- **Exercise objective**:
Down to the last line, the material below should be reproduced exactly.

- **Supplied records**:
PR #964, opened 2023-11-02
mrd-1972_ppud-search: dummy ppud search screen

bills7281:


server/routes/index.ts
```diff
@@ -35,6 +36,7 @@ export default function routes(router: Router): Router {
   get(routeUrls.searchByName, personSearchByName)
   get(routeUrls.searchResultsByCRN, personSearchResults)
   get(routeUrls.searchResultsByName, personSearchResultsByName)
+  get(routeUrls.searchInPpud, personSearchInPpud)
```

- **Solution for this problem**:
PR #964, opened 2023-11-02
mrd-1972_ppud-search: dummy ppud search screen

bills7281:


server/routes/index.ts
```diff
@@ -35,6 +36,7 @@ export default function routes(router: Router): Router {
   get(routeUrls.searchByName, personSearchByName)
   get(routeUrls.searchResultsByCRN, personSearchResults)
   get(routeUrls.searchResultsByName, personSearchResultsByName)
+  get(routeUrls.searchInPpud, personSearchInPpud)
```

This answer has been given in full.